WHAT YOU SHOULD DO:
Which of the lines in the listing that follows hold "find"? Pull each one out.

INPUT DATA: Begin

PR #759, opened 2021-12-23
fix: responsive modal class selector prioritization

sshanzel:
The values for responsive modal are being overridden due to the class selector prioritization.

Now we have added another selector to have higher priority when using `StyledModal`

Before:
Screen Shot 2021-12-23 at 4 34 22 PM

Preview:
image

### DIFF
--- a/packages/shared/src/components/modals/ResponsiveModal.module.css
+++ b/packages/shared/src/components/modals/ResponsiveModal.module.css
@@ -10,7 +10,7 @@
     }
   }
 
-  & :global(.modal) {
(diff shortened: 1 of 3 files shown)


rebelchris (approved):
Oh wow you found it!
Actually weird we couldn't reproduce this before 🤔

sshanzel:
Totally crazy, locally it works as intended, but on any preview deployment before, it behaves differently. So

idoshamun (approved):
Impressive catch!

PR #760, opened 2021-12-23
fix: use links instead of buttons for sidebar actions

idoshamun:
`useNavButtonsNotLinks` was applied on all the actions even though some of them had to be links in the extension.
This PR splits the usage of this property between the different sections.

DD-376 #done


rebelchris (approved):
You did also push a lock file for the shared and a vcs idea file.
Not sure what would have changed in the lock.

PR #761, opened 2021-12-23
fix: Only show render sidebar on explicit false value

rebelchris:


idoshamun (approved):

sshanzel (approved):
Oooh. That's a tricky one to find! Great fix!

PR #767, opened 2021-12-24
fix: hotfixes relayout

rebelchris:
Fixed a placement issue of the mobile article page not being full width
Tooltip minimized hover was not covering the full space

### DIFF
--- a/packages/webapp/pages/posts/[id].tsx
+++ b/packages/webapp/pages/posts/[id].tsx
@@ -238,7 +238,7 @@ const PostPage = ({ id, postData }: Props): ReactElement => {
 
   return (
     <>
-      <div className="flex relative flex-col flex-wrap mx-auto w-full max-w-full">
+      <div className="flex relative flex-col flex-wrap mx-auto w-full laptopL:w-auto max-w-full">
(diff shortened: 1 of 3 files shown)


packages/webapp/pages/posts/[id].tsx
```diff
@@ -238,7 +238,7 @@ const PostPage = ({ id, postData }: Props): ReactElement => {
 
   return (
     <>
-      <div className="flex relative flex-col flex-wrap mx-auto max-w-full">
+      <div className="flex relative flex-col flex-wrap mx-auto w-full laptopL:w-auto max-w-full">
```
Comment (idoshamun) [inline packages/webapp/pages/posts/[id].tsx:241]: Why the `laptopL:auto`? We already set the width for this resolution in the PageContainer element

idoshamun (changes requested):
Looks great just one question

packages/webapp/pages/posts/[id].tsx
Comment (rebelchris) [reply packages/webapp/pages/posts/[id].tsx:241]: weird case where the full class would overwrite the one we set.
Auto would just take that one and unset the full width.

Comment (idoshamun) [reply packages/webapp/pages/posts/[id].tsx:241]: Ok!

idoshamun (approved):

PR #768, opened 2021-12-24
fix: sharebar copied text placement

sshanzel:
Preview before the fix:

image

Preview after the fix:
image


rebelchris (approved):
Well spotted Lee!

Thanks for picking this one up

idoshamun (approved):
Spot on!!

PR #2596, opened 2024-02-08
feat: email verification

rebelchris:
Introduces email verification


packages/shared/src/components/auth/CodeVerificationForm.tsx
```diff
@@ -31,7 +31,7 @@ function CodeVerificationForm({
   const [emailSent, setEmailSent] = useState(false);
   const { sendEmail, verifyCode, resendTimer, isLoading } = useAccountEmailFlow(
     {
-      flow: AuthFlow.Recovery,
+      flow: AuthFlow.Verification,
```
nensidosari, line 34: Just checking that we don't wan't these other events anymore but are replacing these with these new ones.

packages/shared/src/components/auth/EmailCodeVerification.tsx
```diff
@@ -0,0 +1,126 @@
...
+function EmailCodeVerification({
+  code: codeProp,
+  email: emailProp,
+  flowId,
+  onSubmit,
+  className,
+}: EmailCodeVerificationProps): ReactElement {
+  const { trackEvent } = useContext(AnalyticsContext);
+  const [hint, setHint] = useState('');
+  const [alert, setAlert] = useState({ firstAlert: true, alert: false });
```
nensidosari, line 30: I find these alert and firstAlert names really confusing to understand what they are about 😅

packages/shared/src/components/auth/EmailCodeVerification.tsx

INPUT DATA: End

YOUR SOLUTION:
Oooh. That's a tricky one to find! Great fix!
nensidosari, line 30: I find these alert and firstAlert names really confusing to understand what they are about 😅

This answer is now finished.